Our meta-analysis of comparative studies in hospitalized patients with COVID-19 shows that patients who died had a significant involvement of cardiovascular system. Non-survivors had preponderance of cardiovascular disease risk factors - male gender, older than 50 years, a history of dyslipidemia, smoking, hypertension, and diabetes. They also had a significant past history of a preexisting cardiovascular condition, including chronic heart failure and cerebrovascular accident. At presentation, they had a high prevalence of hypoxemia, higher heart rate, dyspnea, and fatigue suggesting cardiovascular system instability. While in the hospital, non-survives had a significant increase in serum level of laboratory biomarkers such as cardiac troponin I, LDH, BNP or proBNP, and CK, suggesting new myocardial injury or worsening of a pre-existing heart disease. Not surprisingly, non-survivors had clinical evidence of cardiovascular system instability as manifested by the presence of shock, cardiac arrhythmias, and acute respiratory distress.

In a large series of hospitalized patients with COVID-19 in New York City, Lala et al showed that elevated troponin I level was significantly associated with coronary artery diseases, atrial fibrillation, and heart failure. These authors suggested a 3-fold increase in the mortality rate with troponin-I elevation to 3-times above the upper reference limit.

In an attempt to develop a risk prediction model, Liang et al used the retrospective data of the National Health Commission of China to identify independent predictors of mortality in COVID-19 patients. The validated results showed that an abnormality on chest radiography, older age, hemoptysis, dyspnea, unconsciousness, number of comorbidities, a history of cancer, neutrophil-to-lymphocyte ratio, LDH, and direct bilirubin remained independent predictors of death.

Chen et al. compared cardiovascular system variables in a small number of severely sick (39 cases) and critically sick (15 cases) COVID-19 patients, and found that diabetes, significant leukocytosis, elevated level of inflammatory elements (interleukin-6, C-reactive protein, erythrocyte sedimentation rate, D-dimer, and procalcitonin), elevated markers of myocardial injury (CK-MB, troponin-I, myoglobin, and proBNP), hypotension and tachycardia at admission, atrioventricular block, pericardial effusion, and right heart block were more prevalent in critically-ill patients.

Our study showed that cardiovascular disease risk factors, its manifestations, and related laboratory biomarkers were powerful predictors of death in COVID-19 patients. Our meta-analysis including several large and small studies confirmed the hypothesis that cardiovascular system instability predicts mortality in COVID-19 patients. Unfortunately, the included studies did not provide sufficient data on the type of cardiac arrhythmia. Also, due to the limited number of events for each subgroup analysis, some variables did not reach a statistical significance of which an acute heart failure is a major one. Although studying the efficacy of various therapeutic modalities was beyond the scope of our meta-analysis, non-survivors had a tendency to receive more aggressive treatment such as mechanical ventilation and corticosteroid administration. However, none of these therapeutic modalities seemed to improve the survival in patients with COVID-19.

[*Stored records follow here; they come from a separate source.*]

Issue #176, opened 2026-06-24
Windows/WSL runtime smoke for daemon_setup trust-anchor provisioning


RevealUIStudio:
## Windows/WSL runtime smoke for daemon_setup trust-anchor provisioning

Tracked from #173.

The WSL provisioning write lives in `#[cfg(not(unix))] daemon_setup` (apps/studio/src-tauri/src/daemon_ctl.rs), so **Linux CI never compiles it**. #173 mitigated by extracting the platform-independent logic (`validate_anchor_components`, `build_trust_anchor_provision_script`) into Linux-compiled + unit-tested helpers, so only the `wsl::run(...)` orchestration glue is uncompiled.

Still needed: a real Windows + WSL runtime smoke that exercises `daemon_setup` end-to-end — relay staging, `systemctl --user enable`, and the sudo `printf '%s\n' 'agentId:fp' | sudo tee /etc/revdev/trusted-client-fingerprint`, then a Studio `session.register` that enrolls successfully and a signed `file.write` round-trip. Folds into the P4 install pipeline (same follow-up class as the #164 "relay glue type-checked, not run on Windows" note).

Consider also: a `cargo check --target x86_64-pc-windows-*` CI job to at least type-check the `not(unix)` code path.

RevealUIStudio:
Status as of 2026-07-16: still open. The helpers extracted in #173 remain in place and Linux-tested: validate_anchor_components (apps/studio/src-tauri/src/daemon_ctl.rs:374) and build_trust_anchor_provision_script (daemon_ctl.rs:392), with unit tests in the file's cfg(test) module. The not(unix) daemon_setup (daemon_ctl.rs:411 onward) still holds the WSL orchestration glue that only compiles on Windows. PR CI still runs entirely on ubuntu-latest (.github/workflows/ci.yml and studio-rust-tests.yml have no Windows leg), while release builds compile the Windows path via the windows-latest matrix entry in studio-release.yml. No cargo check job for an x86_64-pc-windows target exists, and no end-to-end Windows plus WSL runtime smoke has been added. The issue remains valid as written.

Issue #175, opened 2026-06-24
Native-unix installs don't provision the client trust anchor


RevealUIStudio:
## Native-unix installs don't provision the client trust anchor

Tracked from #173.

The daemon's client-key enrollment gate (root-owned `/etc/revdev/trusted-client-fingerprint`, entries `agentId:fingerprint`) applies on ALL platforms. The Windows `daemon_setup` provisions it via sudo, but the `#[cfg(unix)] daemon_setup` is a no-op — so a **native-unix Studio** install's key is rejected (the daemon fails closed).

Native-unix is the dev/test surface today (in-process tests pass `trustedAnchorRequireRootOwned: false` via the programmatic `startDaemon` config; the harness integration test sudo-provisions `/etc/revdev`). Production ships Windows Studio + WSL daemon, which IS provisioned. So this is a real but non-urgent gap.

**To do:** add provisioning to the unix `daemon_setup` (or `packages/daemon/systemd/install.sh`) — write `agentId:fingerprint` to the root-owned anchor via sudo, mirroring the WSL path. Documented inline in `daemon_ctl.rs` unix `daemon_setup`.

RevealUIStudio:
Status as of 2026-07-16: still open and accurate. The unix daemon_setup at apps/studio/src-tauri/src/daemon_ctl.rs:496-500 still returns "No WSL setup required on this platform." and does not provision the trust anchor, while the not(unix) path provisions /etc/revdev/trusted-client-fingerprint via build_trust_anchor_provision_script (daemon_ctl.rs:392). packages/daemon/systemd/install.sh does not write the anchor either. The doc comment above the unix daemon_setup records this as a deliberate deferral: native unix is the dev/test surface, and production ships Windows Studio plus WSL daemon, which is provisioned. The enrollment gate continues to fail closed for an unprovisioned native-unix install, so behavior is safe but the install path is incomplete. Unix-side provisioning (in daemon_setup or install.sh) remains planned scope.

Issue #174, opened 2026-06-24
filter.* post-open write-then-stage exec vector (narrowed by #173)


RevealUIStudio:
## filter.* post-open write-then-stage (exec-config TOCTOU, narrowed)

Tracked from the #173 security review (reviewer "also track" item).

`project.open` now refuses a repo whose `.git/config` carries exec-bearing keys (#172), and run-time git ops are hardened (`--no-ext-diff`, `core.hooksPath=/dev/null`, env scrub). But a caller that has already opened a root (now: an **authorized signer** that owns the root, after #173's per-agent scoping) can still write a `.git/config` `filter.<name>.process` / `.clean` / `.smudge` after open and then stage a file that triggers it.

The blast radius is narrowed by #173 (only the root's owning signer can do this, not any socket reacher), but it's still a run-time exec vector that the open-time scan doesn't cover.

**Options to evaluate:**
- Re-scan exec-bearing config keys before each mutating git op (cost per op), or
- Pass `-c filter.<...>=` neutralizers / run git with a pinned `GIT_CONFIG_*` that excludes `filter.*` process hooks (mirror the diff.external/hooks approach), or
- Disallow `git.stageFile` when the work tree has `.gitattributes` filters bound to a process command.

Not a #173 blocker — #173 closes the enrollment/authorization holes; this is defense-in-depth on the already-authorized path.

RevealUIStudio:
Addressed by #177 and #181. file.write / file.delete now refuse any target resolving into <root>/.git/ (assertNotGitInternal), which closes the route this issue relied on to plant a filter driver after open; and git.stageFile / git.discardFile / git.switchBranch / worktree.create re-scan local config and refuse if a filter.* driver is present (assertNoFilterDriver). Both behaviors have red/green coverage over the signed socket. Closing.

PR #178, opened 2026-06-24
fix(daemon): SECURITY follow-up to #173 — B-1/B-2/B-3 + Windows ACL (merged too early)

RevealUIStudio:
## SECURITY follow-up to #173 — the 3 HIGH review holes (merged too early)

⚠️ **#173 was merged at its pre-review head `676676b`, which still contained the three HIGH holes the review flagged** ("do NOT merge on green CI — 3 HIGH holes remain"). The fixes had been pushed to the branch *after* the merge, so they did not land in `test`. **This PR carries those fixes.** Until it merges, `test` has the vulnerable enrollment/authorization surface. **Do not self-merge — coordinator re-review.**

Delta only (everything in #173's accepted surface is already in `test`):

**B-1 — optional reads no longer trust a spoofable `actorAgentId`.** `git.status`/`git.listBranches`/`git.log` are now in `MUTATING_OR_CONTENT_METHODS` + Rust `requires_signature` (harness auto-signs); the `actorAgentId` fallback is gone — they authorize on the verified signer only. Red-before-fix test: unsigned `git.log`/`git.status` with a victim `actorAgentId` → `-32003`. Drift guards updated both sides.

**B-2 — anchor enforced root-owned; env override neutralized.** `readRootOwnedFile`: `O_NOFOLLOW` open + fstat (`uid==0`, regular file, not group/other-writable) + every ancestor dir root-owned/non-symlink/not-writable. `trustedAnchorRequireRootOwned` is a programmatic config field (default `true`, **not env-settable**) — a WSL-user attacker's `Environment=REVDEV_DAEMON_TRUSTED_CLIENT_FP=...` points at a non-root file that fails the check.

**B-3 — enrollment bound to (agentId, fingerprint).** Anchor lines are `agentId:fingerprint`; `registerClientIdentity` rejects unless the exact pair is anchored. WSL provisioning writes the pair (`validate_anchor_components` rejects `:`/metachar agentIds).

**Promoted — Windows seed-file ACL.** `signing.rs` strips inherited ACEs + grants only the current user (`icacls`), fail-closed (deletes the key + errors if it can't lock it).

**Verified:** daemon 430/430 (serial); `cargo test` signing (8) + daemon_ctl (3) + harness_integration (4, incl. `full_rpc_round_trip` against the real daemon with a sudo-provisioned root-owned pair anchor); typecheck + Biome + gitleaks clean.

**Tracked, not blockers:** #174 (filter.* post-open, narrowed to an authorized signer), #175 (native-unix provisioning), #176 (Windows/WSL runtime smoke + a `cargo check --target windows` job for the `not(unix)` glue).

### DIFF
--- a/apps/studio/src-tauri/src/daemon_ctl.rs
+++ b/apps/studio/src-tauri/src/daemon_ctl.rs
@@ -343,6 +343,42 @@ pub async fn daemon_stop() -> Result<(), String> {
 
 // ── First-run setup ───────────────────────────────────────────────────────────
 
+/// Root-owned trust anchor path the daemon reads at client-key enrollment time.
+/// MUST match `DaemonConfig.trustedClientFingerprintPath` in
+/// packages/daemon/src/config.ts.
+#[cfg(any(not(unix), test))]
+const TRUST_ANCHOR_PATH: &str = "/etc/revdev/trusted-client-fingerprint";
+
+/// Validate a client signing fingerprint before it is shell-interpolated into
+/// the provisioning script. base58 (bs58) fingerprints are ASCII-alphanumeric;
+/// refuse anything else so a malformed identity file can never inject shell.
+/// Platform-independent + unit-tested on Linux even though the only caller is
+/// the not(unix) WSL `daemon_setup`.
+#[cfg(any(not(unix), test))]
+fn validate_client_fingerprint(fp: &str) -> Result<(), String> {
+    if fp.is_empty() || !fp.chars().all(|c| c.is_ascii_alphanumeric()) {
+        return Err(format!(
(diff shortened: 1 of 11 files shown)


RevealUIStudio:
Merged under owner direction (overriding the coordinator re-review gate, as with #164). This closes the three HIGH holes that shipped via #173's early merge at `676676b`. Fixes verified before merge: daemon 430/430 (serial), cargo signing(8)+daemon_ctl(3)+harness_integration(4 incl. real-daemon round-trip), typecheck/Biome/gitleaks clean. Follow-ups tracked in #174/#175/#176.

In conclusion, this meta-analysis of comparative studies highlights the pivotal role of cardiovascular system instability in predicting mortality in patients with COVID-19. A careful consideration of history of cardiovascular disease and its risk factors, attention to signs and symptoms at presentation and during hospitalization, and related laboratory parameters should alert the clinicians toward the high-risk patient.

Conflict of Interests Statement

All authors have no conflict of interests to disclose.